• **Source data**
PR #2292, opened 2020-01-27
Fix travis ci config

tn3rb:
Unit tests have suddenly started failing with the following cryptic error message:

```bash
npm ERR! cb() never called!
```

as can be seen here: https://travis-ci.com/eventespresso/event-espresso-core/jobs/280638227

That error appears to have occured on and off over the years but offers little help as the issue is always some other underlying problem.
The current wave of this error which we have been caught up in has been documented here: 

https://github.com/npm/cli/issues/417

and here:

https://github.com/npm/npm/issues?utf8=%E2%9C%93&q=is%3Aissue+is%3Aopen+sort%3Aupdated-desc+%22cb%28%29+never+called%22+

I will be using this draft branch to experiment with various solutions I find in threads until the underlying problem is discovered and fixed


tn3rb:
So it appears that the solution to this problem was to manually specify q previous stable version of NodeJs since the latest appears to trigger this error in npm. NOt sure where exactly the bug is, but it is not within our code.

So the primary fix in this branch was to set the Node version used in our testing to `11.0.0` since that is the highest preinstalled version of Node on the Ubuntu Xenial build which our tests use. Using a preinstalled version also meant that we do not have to go through the install process during testing, so that was removed. I also activated a Travis beta feature that validates your YaML build file and fixed a few warnings that appeared as a result of that.

.travis.yml
```diff
@@ -1,4 +1,6 @@
-sudo: required
+dist: xenial
```
nicolad: Ok, makes sense, based on: https://blog.travis-ci.com/2019-04-15-xenial-default-build-environment

tn3rb: that doesn't really change anything as we would have been defaulted to using Xenial anyways, but the Tavis build validation feature I enabled pointed that out as an issue so I only added that to remove that warning.

PR #2295, opened 2020-01-28
Document new tree traversal classes

mnelson4:

Just adds some more higher-level documentation for the new tree traversal classes, because I hope they will be useful beyond just deleting events (at very least they could be reused for deleting transactions and other stuff.)

## How has this been tested

None needed

## Checklist

* [x] My code is tested.

### DIFF
--- a/docs/G--Model-System/tree-traversal.md
+++ b/docs/G--Model-System/tree-traversal.md
@@ -143,7 +143,7 @@ those same `ModelObjNode`s and continue using them, like so:
 $nodeGroupDao = LoaderFactory::getLoader()->getShared('\EventEspresso\core\services\orm\tree_traversal\NodeGroupDao');
 $some_obj_to_traverse = $nodeGroupDao->getModelObjNodesInGroup($code);
 
-// And now you cn continue using the ModelObjNodes
+// And now you can continue using the ModelObjNodes
 foreach($some_obj_to_traverse as $model_obj_node){
     $model_obj_node->visit(100);
 }
@@ -173,5 +173,4 @@ foreach($models_and_ids as $model_name => $ids){
 // And remove the option (which can be several MBs if it contains thousands of model objects.)
 $nodeGroupDao->deleteModelObjNodesInGroup($code);
 ```
-
 
--- a/docs/G--Model-System/tree-traversal.md
+++ b/docs/G--Model-System/tree-traversal.md
@@ -58,8 +58,9 @@ $t_serialized = serialize($transaction_node);
 // Unserialize it.
 $transaction_node_unserialized = unserialize($t_serialized);
 
-// Keep using it. It will pick up where it left off exploring the tree
-$transaction_node_unserialized->visit(20);
+// Keep using it to grab the next 10 rows (ie: 11-20).
+// It will pick up where it left off exploring the tree
+$transaction_node_unserialized->visit(10);
 ```
 
 `ModelObjNode::visit()` identifies all the model object's dependent model objects.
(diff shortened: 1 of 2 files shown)


docs/G--Model-System/tree-traversal.md
```diff
@@ -0,0 +1,90 @@
...
+$transaction_node->visit(10);
+
+// Serialize the transaction node.
+$t_serialized = serialize($transaction_node);
+
+// Unserialize it.
+$transaction_node_unserialized = unserialize($t_serialized);
+
+// Keep using it. It will pick up where it left off exploring the tree
+$transaction_node_unserialized->visit(20);
```
tn3rb: is this supposed to indicate that you are getting 20 additional rows or to fetch a **total** of 20 rows which includes the first 10?

If you mean the former (which I think you do), then it may be potentially less confusing to keep the number of rows visited the same, but change the comment to something like:

```php
// Keep using it to grab the next 10 rows (ie: 11-20).
// It will pick up where it left off exploring the tree
$transaction_node_unserialized->visit(10);
```

docs/G--Model-System/tree-traversal.md
```diff
@@ -0,0 +1,90 @@
...
+`ModelObjNode::getIds()` returns a 2D array, whose top-keys are the names of dependent model objects, and whose value is an array of their IDs.
+Useful if you want to organize the tree by model type.
+
+### A note about internal details of ModelObjNode::visit()
+`ModelObjNode::visit()` internally does the following:
+
+* Create a `RelationNode` for each of the model's `EE_Has_Many_Relation`s and the join models for `EE_HABTM_Relation`s
+(eg on `EEM_Transaction`, it would make one for `Registration`, `Payment`, `Line_Item`, `Message`, `Extra_Meta`, etc)
+* Call `visit()` on each of them, which
+* Finds all the model related model objects across that relation (eg when called on the `RelationNode` for `Registration`,
```
tn3rb: > model related model objects

??? is that correct? or maybe:

```suggestion
* Finds all of the model objects across that relation (eg when called on the `RelationNode` for `Registration`, 
```

docs/G--Model-System/tree-traversal.md
```diff
@@ -0,0 +1,90 @@
...
+So `RelationNode` is only expected to be used internally.
+
+## NodeGroupDao
+
+If there could be hundreds of dependent model objects, you'll probably need to call `ModelObjNode::visit()` multiple 
+times across multiple HTTP requests. This requires saving state between requests.
+The `ModelObjNode`s are designed to be quite small when serialized. 
+`NodeGroupDao` helps with saving `ModelObjNode`s across multiple requests by saving state to the WordPress Options table.
+It has methods for generating a unique code to be used in the option name, serializing a group of `ModelObjNode`s to the
+database, fetching a group of serialized `ModelObjNode`s from the database, and deleting the group of nodes from the database.
```
tn3rb: Are there going to be additional docs for this class with examples of the above functionality?

docs/G--Model-System/tree-traversal.md
mnelson4: ya, it's the former. I'll add your suggestion.

docs/G--Model-System/tree-traversal.md
mnelson4: ...there can be 😅...

Ya an example would be good wouldn't it?

mnelson4:
I made a few additions as you suggested and this is off for another review.

docs/G--Model-System/tree-traversal.md
```diff
@@ -0,0 +1,177 @@
...
+```
+
+Then, on a subsequent request, using the `$code` (which you can put in the session, querystring, etc) you can retrieve
+those same `ModelObjNode`s and continue using them, like so:
+
+```php
+$nodeGroupDao = LoaderFactory::getLoader()->getShared('\EventEspresso\core\services\orm\tree_traversal\NodeGroupDao');
+$some_obj_to_traverse = $nodeGroupDao->getModelObjNodesInGroup($code);
+
+// And now you cn continue using the ModelObjNodes
```
tn3rb:
```suggestion
// And now you can continue using the ModelObjNodes
```

PR #2322, opened 2020-02-03
Travis failing build fix.

nicolad:
- Fixes `cb() never called` issue
- Replaces `npm` with `yarn`


.travis.yml
```diff
@@ -1,146 +1,160 @@
...
-  - mysql
+    - mysql
 
 cache:
-  apt: true
-  directories:
-    - $HOME/.composer/cache
-    - $HOME/.npm
+    apt: true
+    yarn: true
```
nicolad: Travis will detect yarn based on `yarn.lock` usage: https://docs.travis-ci.com/user/languages/javascript-with-nodejs/#using-yarn

nicolad: Also: https://blog.travis-ci.com/2016-11-21-travis-ci-now-supports-yarn

.travis.yml
```diff
@@ -1,146 +1,160 @@
-dist: xenial
```
nicolad: Changes in this file does 2 things:
1. Reverts to the point before this [PR](https://github.com/eventespresso/event-espresso-core/pull/2292)
2. And adds `yarn: true` and `- $HOME/.yarn-cache` options to `cache`

.travis.yml
```diff
@@ -1,146 +1,160 @@
...
 
 services:
-  - mysql
+    - mysql
 
 cache:
-  apt: true
-  directories:
-    - $HOME/.composer/cache
-    - $HOME/.npm
```
nicolad: @tn3rb in case we will go with yarn, we will need to decide if we want to keep both cache directories.

nicolad:
@tn3rb @manzoorwanijk `package-lock.json` has been replaced by `yarn.lock`
Travis is detecting now that we are using `yarn` for deps management, so we will have to update `yarn.lock` file when we will add/ remove deps.

PR #2353, opened 2020-02-07
Refactor forms | Closes #2346

### LINKED ISSUE #2346: Forms Refactor
The existing form system in EDTRv1 is coupled tightly with the defunct model entities and also utilizes many WP GB components under the hood. Since we have switched to Apollo/GQL and the AntD component lib we need to refactor things accordingly.

### Primary Goals

- wrap all AntD components in adaptors in order to decouple our application from the underlying UI library. This should include:

	- maybe prefix all input component names with `Espresso` ie: `EspressoButton` (I'm open to alternate ideas)

	- standardizing prop names across all of our components (AntD is likely standardized, but we can changes prop names to our benefit)

	- allowing styles to be flexible as well as overridden and/or controllable via theming. Forms will be used in both the admin and public facing web pages, and potentially within dedicated mobile apps at some point in the future

	- applying generic styles to help us (and customers) with targeting our components and UI/DOM elements

	- apply the highest levels of a11y and i18n best practices

	- use dedicated input labels as opposed to placeholders (placeholders can be used for example content)

- integrate form elements with RFF (React Final Form) for managing validation, notices, and data submission

- integrate form elements with Apollo for managing data submission and user feedback (loading spinners, error notices, etc)

- attempt to maintain a clear path to implementing a dynamic form building UI at some point in the future

- attempt to maintain a clear path to implementing conditional form logic at some point in the future

- allow for complex yet clear and accessible form designs (see image below for example)

- please examine the previous form system in EDTRv1 for an idea of the scope of components we will need

form-design

manzoorwanijk:
This PR:
- Refactors forms to make them as dynamic as possible
- Closes #2346


assets/src/application/ui/forms/ee-form/FieldRenderer.tsx
```diff
@@ -0,0 +1,26 @@
+import React from 'react';
+
+import { FormItem, MappedField } from './adapters';
```
nicolad: Maybe just `Field`, not `MappedField`

nicolad: because it's clear that it's from `'./adapters'`, so it's not a lib-based field

manzoorwanijk: May be I wanted to be more expressive 😄

assets/src/application/ui/forms/ee-form/FieldRenderer.tsx
```diff
@@ -0,0 +1,26 @@
...
+	return (
+		<FormItem
+			label={label}
+			extra={desc}
+			validateStatus={validateStatus}
+			hasFeedback={meta.touched && !!(meta.error || meta.submitError)}
+			help={meta.touched && (meta.error || meta.submitError)}
+			className={`form-item form-item-${fieldType}`}
+		>
+			{before}
```
nicolad: `{before && before}` ?
the same with `after`?

manzoorwanijk: yes 👍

• **What to produce**
Starting with the first line above and ending with the line that holds "as can be seen", restate each line word for word and add nothing else.

• **Response to this exercise**
PR #2292, opened 2020-01-27
Fix travis ci config

tn3rb:
Unit tests have suddenly started failing with the following cryptic error message:

```bash
npm ERR! cb() never called!
```

as can be seen here: https://travis-ci.com/eventespresso/event-espresso-core/jobs/280638227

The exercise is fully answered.